▸ **Work to be completed**:
Your answer must be a single number: the count of lines in the entries below that hold "support".

▸ **Data records**:
PR #3057, opened 2019-09-13
Postgresql driver for the multi-database abstraction

cdecker:
This is the counterpart to #2924. It implements the postgresql driver for `lightningd`, the changes to the query rewriting script and the changes to the testing framework to select the DB to test against.

The tests can be run, if you have postgresql installed, using the `TEST_DB_PROVIDER=postgres` environment variable. The tests pass, with one exception `test_reserve_enforcement`, which I am still investigating, and the tests are a bit flaky when running in parallel.

Sadly I had to modify the migrations in order to add the information that `sqlite3` just glossed over (field size, foreign key enforcement in a transaction, autoincrement primary keys). Changing the migrations is something that I warned against back when I created the migration system, however it is safe to do here since we only reorder one single migration pair (since postgres requires the dependency table `peers` to be created before the dependent table `channels`, safe because it was part of the same git commit back in the day and there is no way someone has a DB with one table but not the other), and some changes in types.

The type changes are limited to the `INTEGER` changing to `BIGSERIAL` if it is the primary key, or `BIGINT` if it is backing a `u64`. There are one or two occurrences where I had to change from `TEXT` to `BLOB` (which then gets translated to `BYTEA` for postgres), since `TEXT` requires the contents to be valid UTF-8 strings, which public keys are not.

Finally, I was planning on using `sqlparse` to make the statement rewriting context aware, and safer than simple query-replace, but I found it rather cumbersome to work with, and we are just replacing a couple of types and placeholders anyway, so I ripped that dependency out again in this PR.

Some things that I will try to address before removing the draft status:

 - [x] Auto-detect the location of the `initdb` and the `postgres` binaries instead of hardcoding the path
 - [x] Fix `test_reserve_enforcement`
 - [x] Run `valgrind` with postgres to ensure that everything is still memory-safe.

Looking forward to the feedback :wink:

### DIFF
--- a/doc/lightningd-config.5
+++ b/doc/lightningd-config.5
@@ -149,6 +149,12 @@ is a relative path, it is relative to the starting directory, not
 readable (we allow missing files in the default case)\. Using this inside
 a configuration file is meaningless\.
 
+
+ \fBwallet\fR=\fIDSN\fR
+Identify the location of the wallet\. This is a fully qualified data source
+name, including a scheme such as \fBsqlite3\fR or \fBpostgres\fR followed by the
+connection parameters\.
+
 .SH Lightning node customization options
 
  \fBalias\fR=\fIRRGGBB\fR
--- a/wallet/db.c
+++ b/wallet/db.c
@@ -644,13 +644,26 @@ void db_commit_transaction(struct db *db)
 	db->in_transaction = NULL;
 }
 
-static struct db_config *db_config_find(const char *driver_name)
+static struct db_config *db_config_find(const char *dsn)
 {
 	size_t num_configs;
 	struct db_config **configs = autodata_get(db_backends, &num_configs);
-	for (size_t i=0; i<num_configs; i++)
-		if (streq(driver_name, configs[i]->name))
+	const char *sep, *driver_name;
+	sep = strstr(dsn, "://");
+
+	if (!sep)
+		db_fatal("%s doesn't look like a valid data-source name (missing \"://\" separator.", dsn);
+
+	driver_name = tal_strndup(tmpctx, dsn, sep - dsn);
+
+	for (size_t i=0; i<num_configs; i++) {
+		if (streq(driver_name, configs[i]->name)) {
+			tal_free(driver_name);
 			return configs[i];
+		}
+	}
+
+	tal_free(driver_name);
 	return NULL;
 }
 
@@ -660,15 +673,16 @@ static struct db_config *db_config_find(const char *driver_name)
 static struct db *db_open(const tal_t *ctx, char *filename)
 {
 	struct db *db;
-	const char *driver_name = "sqlite3";
 
 	db = tal(ctx, struct db);
 	db->filename = tal_strdup(db, filename);
 	list_head_init(&db->pending_statements);
+	if (!strstr(db->filename, "://"))
+		db_fatal("Could not extract driver name from \"%s\"", db->filename);
 
-	db->config = db_config_find(driver_name);
+	db->config = db_config_find(db->filename);
 	if (!db->config)
-		db_fatal("Unable to find DB driver for %s", driver_name);
+		db_fatal("Unable to find DB driver for %s", db->filename);
 
 	tal_add_destructor(db, destroy_db);
 	db->in_transaction = NULL;
@@ -678,8 +692,8 @@ static struct db *db_open(const tal_t *ctx, char *filename)
 	assert(!db->in_transaction);
 
 	db_prepare_for_changes(db);
-	if (db->config->setup_fn)
-		db->config->setup_fn(db);
+	if (db->config->setup_fn && !db->config->setup_fn(db))
+		fatal("Error calling DB setup: %s", db->error);
 	db_report_changes(db, NULL, 0);
 
 	return db;
--- a/wallet/db.c
+++ b/wallet/db.c
@@ -502,7 +502,7 @@ struct db_stmt *db_prepare_v2_(const char *location, struct db *db,
 
 	/* Look up the query by its ID */
 	for (size_t i = 0; i < db->config->num_queries; i++) {
-		if (streq(query_id, db->config->queries[i].query)) {
+		if (streq(query_id, db->config->queries[i].name)) {
 			stmt->query = &db->config->queries[i];
 			break;
 		}
--- a/wallet/db.c
+++ b/wallet/db.c
@@ -55,6 +55,13 @@ static struct migration dbmigrations[] = {
 	 ", PRIMARY KEY (shachain_id, pos)"
 	 ");"),
      NULL},
+    {SQL("CREATE TABLE peers ("
+	 "  id INTEGER"
+	 ", node_id BLOB UNIQUE" /* pubkey */
+	 ", address TEXT"
+	 ", PRIMARY KEY (id)"
+	 ");"),
+     NULL},
     {SQL("CREATE TABLE channels ("
 	 "  id INTEGER," /* chan->id */
 	 "  peer_id INTEGER REFERENCES peers(id) ON DELETE CASCADE,"
@@ -95,13 +102,6 @@ static struct migration dbmigrations[] = {
 	 "  closing_fee_received INTEGER,"
 	 "  closing_sig_received BLOB,"
 	 "  PRIMARY KEY (id)"
-	 ");"),
-     NULL},
-    {SQL("CREATE TABLE peers ("
-	 "  id INTEGER"
-	 ", node_id BLOB UNIQUE" /* pubkey */
-	 ", address TEXT"
-	 ", PRIMARY KEY (id)"
 	 ");"),
      NULL},
     {SQL("CREATE TABLE channel_configs ("
--- a/wallet/db.c
+++ b/wallet/db.c
@@ -459,6 +459,10 @@ static struct migration dbmigrations[] = {
     /* option_static_remotekey is nailed at creation time. */
     {SQL("ALTER TABLE channels ADD COLUMN option_static_remotekey"
 	 " DEFAULT FALSE;"), NULL },
+    {SQL("ALTER TABLE vars ADD COLUMN intval INTEGER"), NULL},
+    {SQL("ALTER TABLE vars ADD COLUMN blobval BLOB"), NULL},
+    {SQL("UPDATE vars SET intval = CAST(val AS INTEGER) WHERE name IN (\"bip32_max_index\", \"last_processed_block\", \"next_pay_index\")"), NULL},
+    {SQL("UPDATE vars SET blobval = CAST(val AS BLOB) WHERE name = 'genesis_hash'"), NULL},
 };
 
 /* Leak tracking. */
@@ -798,13 +802,13 @@ s64 db_get_intvar(struct db *db, char *varname, s64 defval)
 {
 	s64 res = defval;
 	struct db_stmt *stmt = db_prepare_v2(
-	    db, SQL("SELECT val FROM vars WHERE name= ? LIMIT 1"));
+	    db, SQL("SELECT intval FROM vars WHERE name= ? LIMIT 1"));
 	db_bind_text(stmt, 0, varname);
 	if (!db_query_prepared(stmt))
 		goto done;
 
 	if (db_step(stmt))
-		res = atol((const char*)db_column_text(stmt, 0));
+		res = db_column_int(stmt, 0);
 
 done:
 	tal_free(stmt);
@@ -813,10 +817,9 @@ done:
 
 void db_set_intvar(struct db *db, char *varname, s64 val)
 {
-	char *v = tal_fmt(NULL, "%"PRIi64, val);
 	size_t changes;
-	struct db_stmt *stmt = db_prepare_v2(db, SQL("UPDATE vars SET val=? WHERE name=?;"));
-	db_bind_text(stmt, 0, v);
+	struct db_stmt *stmt = db_prepare_v2(db, SQL("UPDATE vars SET intval=? WHERE name=?;"));
+	db_bind_int(stmt, 0, val);
 	db_bind_text(stmt, 1, varname);
 	if (!db_exec_prepared_v2(stmt))
 		db_fatal("Error executing update: %s", stmt->error);
@@ -824,14 +827,13 @@ void db_set_intvar(struct db *db, char *varname, s64 val)
 	tal_free(stmt);
 
 	if (changes == 0) {
-		stmt = db_prepare_v2(db, SQL("INSERT INTO vars (name, val) VALUES (?, ?);"));
+		stmt = db_prepare_v2(db, SQL("INSERT INTO vars (name, intval) VALUES (?, ?);"));
 		db_bind_text(stmt, 0, varname);
-		db_bind_text(stmt, 1, v);
+		db_bind_int(stmt, 1, val);
 		if (!db_exec_prepared_v2(stmt))
 			db_fatal("Error executing insert: %s", stmt->error);
 		tal_free(stmt);
 	}
-	tal_free(v);
 }
 
 /* Will apply the current config fee settings to all channels */
--- a/wallet/db.c
+++ b/wallet/db.c
@@ -41,40 +41,40 @@ static struct migration dbmigrations[] = {
 	 ");"),
      NULL},
     {SQL("CREATE TABLE shachains ("
-	 "  id INTEGER"
-	 ", min_index INTEGER"
-	 ", num_valid INTEGER"
+	 "  id BIGSERIAL"
+	 ", min_index BIGINT"
+	 ", num_valid BIGINT"
 	 ", PRIMARY KEY (id)"
 	 ");"),
      NULL},
     {SQL("CREATE TABLE shachain_known ("
-	 "  shachain_id INTEGER REFERENCES shachains(id) ON DELETE CASCADE"
+	 "  shachain_id BIGINT REFERENCES shachains(id) ON DELETE CASCADE"
 	 ", pos INTEGER"
-	 ", idx INTEGER"
+	 ", idx BIGINT"
 	 ", hash BLOB"
 	 ", PRIMARY KEY (shachain_id, pos)"
 	 ");"),
      NULL},
     {SQL("CREATE TABLE peers ("
-	 "  id INTEGER"
+	 "  id BIGSERIAL"
 	 ", node_id BLOB UNIQUE" /* pubkey */
 	 ", address TEXT"
 	 ", PRIMARY KEY (id)"
 	 ");"),
      NULL},
     {SQL("CREATE TABLE channels ("
-	 "  id INTEGER," /* chan->id */
-	 "  peer_id INTEGER REFERENCES peers(id) ON DELETE CASCADE,"
+	 "  id BIGSERIAL," /* chan->id */
+	 "  peer_id BIGINT REFERENCES peers(id) ON DELETE CASCADE,"
 	 "  short_channel_id TEXT,"
-	 "  channel_config_local INTEGER,"
-	 "  channel_config_remote INTEGER,"
+	 "  channel_config_local BIGINT,"
+	 "  channel_config_remote BIGINT,"
 	 "  state INTEGER,"
 	 "  funder INTEGER,"
 	 "  channel_flags INTEGER,"
 	 "  minimum_depth INTEGER,"
-	 "  next_index_local INTEGER,"
-	 "  next_index_remote INTEGER,"
-	 "  next_htlc_id INTEGER, "
+	 "  next_index_local BIGINT,"
+	 "  next_index_remote BIGINT,"
+	 "  next_htlc_id BIGINT,"
 	 "  funding_tx_id BLOB,"
 	 "  funding_tx_outnum INTEGER,"
 	 "  funding_satoshi BIGINT,"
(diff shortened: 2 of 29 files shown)


cdecker:
Turns out `test_reserve_enforcement` was broken because the `db.execute()` call wasn't committing the DB transaction. So when we restarted, it'd still use the non-zero reserve and failing locally instead of trying and having the remote end slam the door in our face :man_facepalming:

cdecker:
This should be ready for review. The tests now pass correctly and I checked with `valgrind`. I didn't add a Travis-CI config for it, but I'm planning to add a quick check in our homegrown CI for it, since that's cheaper.

Ping @rustyrussell and @ZmnSCPxj :wink:

doc/lightningd-config.5
```diff
@@ -418,7 +424,7 @@ to gain our eternal gratitude!
 
 .SH AUTHOR
 
-Rusty Russell &lt;\fIrusty@rustcorp.com.au\fR&gt; wrote this man page, and
+Rusty Russell &lt;\fBNone\fR (\fIrusty@rustcorp.com.au\fR)&gt; wrote this man page, and
```
rustyrussell: This kind of gratuitous format change seems to keep happening: do we need to fixup the md files somehow?

wallet/db_sqlite3.c
```diff
@@ -24,8 +24,25 @@ static const char *db_sqlite3_fmt_error(struct db_stmt *stmt)
...
 	sqlite3_stmt *stmt;
-	int err;
+	sqlite3 *sql;
+	int err, flags = SQLITE_OPEN_READWRITE | SQLITE_OPEN_CREATE;
+
+	if (!strstarts(db->filename, "sqlite3://") || strlen(db->filename) < 10)
+		db_fatal("Could not parse the wallet DSN: %s", db->filename);
+
+	/* Strip the scheme from the dsn. */
+	filename = db->filename + strlen("sqlite3://");
```
rustyrussell: Wonder if we could use a `strafter` helper which did this dance for us?

wallet/db.h
```diff
@@ -40,7 +40,7 @@ struct db;
  * devtools/sql-rewrite.py needs to change as well, since they need to
  * generate identical names to work correctly.
  */
-#define SQL(x) NAMED_SQL( __FILE__ ":" stringify(__LINE__) ":" stringify(__COUNTER__), x)
+#define SQL(x) NAMED_SQL( __FILE__ ":" stringify(__COUNTER__), x)
```
rustyrussell: Hmm, I guess we can assume all compilers support __COUNTER__.  Should be fine.

wallet/db.c
```diff
@@ -393,7 +392,7 @@ static struct migration dbmigrations[] = {
     /* Now make sure we have the lower bound block with the first_blocknum
      * height. This may introduce a block with NULL height if we didn't have any
      * blocks, remove that in the next. */
-    {SQL("INSERT OR IGNORE INTO blocks (height) VALUES ((SELECT "
+    {SQL("INSERT INTO blocks (height) VALUES ((SELECT "
```
rustyrussell: Both should be happy with INSERT .... ON CONFLICT IGNORE

wallet/db.c
```diff
@@ -215,7 +214,7 @@ static struct migration dbmigrations[] = {
      * invoices to current time. */
     {SQL("ALTER TABLE invoices ADD paid_timestamp INTEGER;"), NULL},
     {SQL("UPDATE invoices"
-	 "   SET paid_timestamp = strftime('%s', 'now')"
+	 "   SET paid_timestamp = 1"
```
rustyrussell: Fair enough, though we could argue this belongs in the postgres translation, this is good enough since it will Never Happen.

wallet/db_postgres.c
```diff
@@ -1,34 +1,264 @@
...
+
+/* Cherry-picked from here: libpq/src/interfaces/ecpg/ecpglib/pg_type.h */
+#define BYTEAOID		17
+#define INT8OID			20
+#define INT4OID			23
+#define TEXTOID			25
+
+static bool db_postgres_setup(struct db *db)
+{
+	printf("Connecting to %s\n", db->filename);
```
rustyrussell: Probably needs removal?

wallet/db_postgres.c
```diff
@@ -1,34 +1,264 @@
...
-	.column_bytes_fn = NULL,
-	.column_blob_fn = NULL,
-	.column_text_fn = NULL,
-
-	.last_insert_id_fn = NULL,
-	.count_changes_fn = NULL,
-	.setup_fn = NULL,
-	.teardown_fn = NULL,
+    .name = "postgres",
+    .queries = db_postgres_queries,
```
rustyrussell: tabs to spaces gratuitous change?

wallet/db.c
```diff
@@ -684,6 +684,24 @@ static struct db *db_open(const tal_t *ctx, char *filename)
...
+ * that doesn't exist yet, so we need to terminate and restart the DB
+ * transaction.
+ */
+static bool db_query_prepared_may_fail(struct db_stmt *stmt)
+{
+	bool ok = db_query_prepared(stmt);
+	if (!ok) {
+		db_commit_transaction(stmt->db);
+		db_begin_transaction(stmt->db);
+	}
```
rustyrussell: This function is horrifying!  It's safe only as used here, since there's nothing else in the transaction.  Please just put this into db_get_version itself so nobody else thinks they can use it...

wallet/db.c
```diff
@@ -659,15 +659,16 @@ static struct db_config *db_config_find(const char *driver_name)
...
-	const char *driver_name = "sqlite3";
 
 	db = tal(ctx, struct db);
 	db->filename = tal_strdup(db, filename);
 	list_head_init(&db->pending_statements);
+	if (!strstr(db->filename, "://"))
+		db_fatal("Could not extract driver name from \"%s\"", db->filename);
 
-	db->config = db_config_find(driver_name);
+	db->config = db_config_find(db->filename);
```
rustyrussell: This will do weird things if we ever introduce "sqlite-new://" or something.

I think we need to make a temp copy here and continue doing exact matches:

```
const char *sep;
...
sep = strstr(db->filename, "://");
if (!sep)
        db_fatal(...);
driver_name = tal_strndup(tmpctx, db->filename, sep - db->filename);
```

wallet/db.c
```diff
@@ -458,6 +458,10 @@ static struct migration dbmigrations[] = {
     /* option_static_remotekey is nailed at creation time. */
     {SQL("ALTER TABLE channels ADD COLUMN option_static_remotekey"
 	 " DEFAULT FALSE;"), NULL },
+    {SQL("ALTER TABLE vars ADD COLUMN intval INTEGER"), NULL},
```
rustyrussell: New table entirely perhaps (`variables`?), with columns "bip32_max_index INTEGER, last_processed_block INTEGER, next_pay_index INTEGER, genesishash BLOB"?

wallet/wallet.c
```diff
@@ -3094,7 +3096,13 @@ struct amount_msat wallet_total_forward_fees(struct wallet *w)
 	res = db_step(stmt);
 	assert(res);
 
-	db_column_amount_msat(stmt, 0, &total);
+	if (db_column_is_null(stmt, 0))
+		/* Some databases return a NULL result if there are no
+		 * operands for the SUM(). This is the case for example for
+		 * postgres. */
+		total = AMOUNT_MSAT(0);
```
rustyrussell: `COALESCE(SUM(in_msatoshi - out_msatoshi), 0)` is Sequelly I think?

wallet/wallet.c
```diff
@@ -2684,7 +2699,8 @@ void wallet_filteredblock_add(struct wallet *w, const struct filteredblock *fb)
 	struct db_stmt *stmt;
 	if (wallet_have_block(w, fb->height))
 		return;
-	stmt = db_prepare_v2(w->db, SQL("INSERT OR IGNORE INTO blocks "
+
+	stmt = db_prepare_v2(w->db, SQL("INSERT INTO blocks "
 					"(height, hash, prev_hash) "
 					"VALUES (?, ?, ?);"));
```
rustyrussell: ON CONFLICT IGNORE?  Or was the "OR IGNORE" unnecessary?

wallet/wallet.c
```diff
@@ -2883,7 +2902,10 @@ u32 wallet_transaction_height(struct wallet *w, const struct bitcoin_txid *txid)
 		return 0;
 	}
 
-	blockheight = db_column_int(stmt, 0);
+	if (!db_column_is_null(stmt, 0))
+		blockheight = db_column_int(stmt, 0);
+	else
+		blockheight = 0;
```
rustyrussell: Maybe a db_column_int_or_null() helper for this pattern?

wallet/wallet.c
```diff
@@ -3017,15 +3039,79 @@ struct channeltx *wallet_channeltxs_get(struct wallet *w, const tal_t *ctx,
...
+		resolved_time = NULL;
+	}
+
+	if (wallet_forwarded_payment_update(w, in, out, state, failcode, resolved_time))
+		goto notify;
+
 	stmt = db_prepare_v2(w->db,
-			     SQL("INSERT OR REPLACE INTO forwarded_payments ("
+			     SQL("INSERT INTO forwarded_payments ("
 				 "  in_htlc_id"
```
rustyrussell: Upsert went into postgres 9.5, and we seem to be insisting on postgres 10 anyway?

wallet/wallet.c
```diff
@@ -3087,7 +3170,7 @@ struct amount_msat wallet_total_forward_fees(struct wallet *w)
 	bool res;
 
 	stmt = db_prepare_v2(w->db, SQL("SELECT"
-					" SUM(in_msatoshi - out_msatoshi) "
+					" CAST(SUM(in_msatoshi - out_msatoshi) AS BIGINT)"
```
rustyrussell: Hard to find exaclty, but I think CAST(NULL) gives 0 as expected.  Might deserve a comment though?

wallet/db.h
cdecker: Yeah, the `__LINE__` macro didn't work across multiple compilers. I'm now simply using the raw string of the original query, so we could drop this again (or reinstate the `__LINE__` as a debugging hint when working on the rewriter).

I was hoping to shortcut the string comparison a bit by having shorter names, rather than comparing the full statements which are longer, but generating identifiers proved to be more difficult.

wallet/db.c
cdecker: Yep, that was my reason for just setting a dummy value, nobody should have a DB this old, and nothing bad happens if it goes wrong.

wallet/db_sqlite3.c
cdecker: Sounds good, would you like 2 versions: one returning a pointer into the string and the other copying into a separate tallocated string?

I'll fix this up in my cleanups PR at the end of the week.

wallet/db.c
cdecker: Nope, postgres [doesn't like `IGNORE`, it calls it `DO NOTHING`](https://www.postgresql.org/docs/9.5/sql-insert.html). How I love these little nuggets :wink: I'll add a rewrite rule for it

wallet/db_postgres.c
cdecker: Hm, seems a strange switch in my clang-format configuration. I don't remember, what's the canonical indentation mechanism for c-lightning? Not to get into a tabs-vs-spaces war here :stuck_out_tongue_winking_eye:

wallet/db.c
cdecker: Inlined :+1:

wallet/db.c
cdecker: No, that's transposing the table contents, and usually results in huge tables with a single row, that is horrible to load due to its size. Might not be a big deal now, but depending on the DB an update results in a rewrite of the entire row.

I strongly prefer the multiple-rows, typed-columns, approach since we have very few fundamental types (`int`, `u64`, `blob`) that we are storing here.

wallet/db_postgres.c
ZmnSCPxj: One tab character. Indents to align text on previous lines use a mix of tabs followed by 0 to 7 spaces.

wallet/db.c
cdecker: Nope, turns out `sqlite3` doesn't support `ON CONFLICT` statements up until version 3.24 so this is not portable in any case, unless we want to make for a really weird rewrite-rule that transforms a `INSERT OR IGNORE` into a `INSERT INTO ...loads of other stuff... ON CONFLICT DO NOTHING`.

In this case I don't think it's worth it, since it predates v0.6 :wink:

wallet/db.c
cdecker: Just to make sure I went and looked up where the migration was introduced: https://github.com/ElementsProject/lightning/commit/a88c73a41b9b4f5c43b8348e5247bd22578d0042

This predates v0.6 as well.

wallet/wallet.c
cdecker: Yeah, problem is `COALESCE` doesn't result in a `BIGINT`, so a `CAST(COALESCE(field, 0) AS BIGINT)` is required.

wallet/wallet.c
cdecker: Turns out that given the above check for `wallet_have_block` and being in a DB transaction this should be unnecessary.

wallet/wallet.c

▸ **Result of this task**:
2